Architecture¶

This page describes how the components of OpenG2G fit together. For the underlying optimization formulation, see the GPU-to-Grid paper.

Simulation Loop¶

The Coordinator drives the simulation. It computes a base tick as the GCD of all component periods and advances a SimulationClock each tick. See the overview diagram for the high-level component layout.

The pseudocode for each tick:

for each tick:
    1. if datacenter is due:  dc_state = datacenter.step(clock)
    2. if grid is due:        grid_state = grid.step(clock, dc_buffer)
    3. for each controller:
       if controller is due:  action = controller.step(clock, datacenter, grid, events)
                              apply action to datacenter and/or grid

The clock uses integer tick counting to avoid floating-point drift. Components check clock.is_due(period) to determine if they should run.

What Happens in One Tick¶

Zooming into a sequence of coordinator ticks (DC at 0.1 s, grid and controller at 1.0 s):

  t = 5.0 s                    t = 5.1 s
  │                             │
  ├─ DC step                    ├─ DC step
  │  └─ Return power sample     │  └─ Return power sample
  │     (3-phase kW + ITL)      │     ...
  │                             │
  ├─ Grid step? ── NO           ├─ Grid step? ── NO
  │  (grid runs at 1.0 s)       │
  │                             │
  ├─ Controller step? ── NO     ├─ Controller step? ── NO
  │  (ctrl runs at 1.0 s)       │
  │                             │
  │  Accumulate in dc_buffer    │  Accumulate in dc_buffer

  ...

  t = 6.0 s
  │
  ├─ DC step
  │  └─ Return power sample
  │
  ├─ Grid step? ── YES (due at 6.0 s)
  │  ├─ Receives 10 power samples from dc_buffer
  │  ├─ Resamples to 2 DSS points via interpolation
  │  ├─ Runs 2 OpenDSS power flow solves
  │  └─ Returns bus voltages
  │
  ├─ Controller step? ── YES (due at 6.0 s)
  │  ├─ Reads voltages from grid
  │  ├─ Reads ITL, replica counts from datacenter
  │  ├─ Updates voltage & latency dual variables
  │  ├─ Gradient descent on batch sizes (log2 space)
  │  └─ Issues SetBatchSize command → datacenter
  │
  └─ Clear dc_buffer, save last power for next interval

Component Interfaces¶

Each component type has an abstract base class (ABC) in openg2g. For full typed code examples, see Custom Components.

DatacenterBackend¶

Defined in openg2g.datacenter.base. Key methods:

dt_s: The component's timestep
step(clock): Produce one power sample (returns a DatacenterState containing three-phase power in watts)
apply_control(command): Accept a command (e.g., SetBatchSize)
state / history(n): Current and past states, readable by controllers

The coordinator accumulates power samples in a buffer and flushes them to the grid at each grid step.

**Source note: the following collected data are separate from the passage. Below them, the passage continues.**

PR #2579, opened 2026-02-02
Fix generate api command

stijndehaes:

### DIFF
--- a/frontend/package.json
+++ b/frontend/package.json
@@ -15,7 +15,7 @@
         "validate-translations": "i18next 'src/**/*.{ts,tsx}' --config i18next-parser.config.js --fail-on-update",
         "typecheck": "tsc --strict --noEmit",
         "dep-viz": "npm run build && npx open-cli dependencies.html",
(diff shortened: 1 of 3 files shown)


frontend/package.json
```diff
@@ -15,7 +15,7 @@
         "validate-translations": "i18next 'src/**/*.{ts,tsx}' --config i18next-parser.config.js --fail-on-update",
         "typecheck": "tsc --strict --noEmit",
         "dep-viz": "npm run build && npx open-cli dependencies.html",
-        "generate-api": "rm -rf src/store/api/services/generated/* && npx @rtk-query/codegen-openapi src/store/api/openapi-config.ts && sed -i '' '1s/^/\\/\\/ @ts-nocheck\\n/' src/store/api/services/generated/completeServiceApi.ts"
+        "generate-api": "rm -rf src/store/api/services/generated/* && npx @rtk-query/codegen-openapi src/store/api/openapi-config.ts && sed -i '1s/^/\\/\\/ @ts-nocheck\\n/' src/store/api/services/generated/completeServiceApi.ts"
```
stijn-janssens: I introduced the previous "fix" because the new command gives the following error for me.
`sed: 1: "src/store/api/services/ ...": bad flag in substitute command: 'v'`

stijndehaes: Issue is apparently with me having installed `gnu-sed` via brew, and setting this as the default. So let's look at another solution

stijndehaes: Changed it to a javascript script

Two implementations ship with OpenG2G:

OfflineDatacenter replays pre-recorded GPU power traces with configurable noise, jitter, ramp profiles, and training overlays.
OnlineDatacenter reads live GPU power via Zeus and dispatches batch size changes through a callback.

GridBackend / OpenDSSGrid¶

Defined in openg2g.grid.base (implemented by OpenDSSGrid). Key methods:

dt_s: The grid solver's timestep
step(clock, power_samples_w): Run power flow on accumulated DC power samples, return per-bus per-phase voltages
apply_control(command): Accept a command (e.g., SetTaps)
voltages_vector(): Flat numpy array of all bus-phase voltages (used by the OFO controller)
estimate_sensitivity(perturbation_kw): Finite-difference estimate of the voltage sensitivity matrix dV/dP

When the grid runs at a coarser rate than the datacenter, it internally resamples the accumulated power buffer via interpolation.

Controller¶

Defined in openg2g.controller.base. Key methods:

dt_s: The control interval
step(clock, datacenter, grid, events): Read state, compute a ControlAction, return it

Controllers receive the full datacenter and grid backend objects, so they can read datacenter.state, grid.state, and their histories. They also receive an event emitter for logging. Multiple controllers compose in order within the coordinator.

Built-in command types:

SetBatchSize(batch_size_by_model=...): Datacenter command
SetTaps(tap_position=...): Grid command

Commands are typed dataclasses dispatched via singledispatchmethod. Backends raise TypeError for unsupported command types.

Component Lifecycle¶

Each component follows a defined lifecycle managed by the coordinator:

__init__() ──> reset() ──> start() ──> step() / apply_control() ──> stop()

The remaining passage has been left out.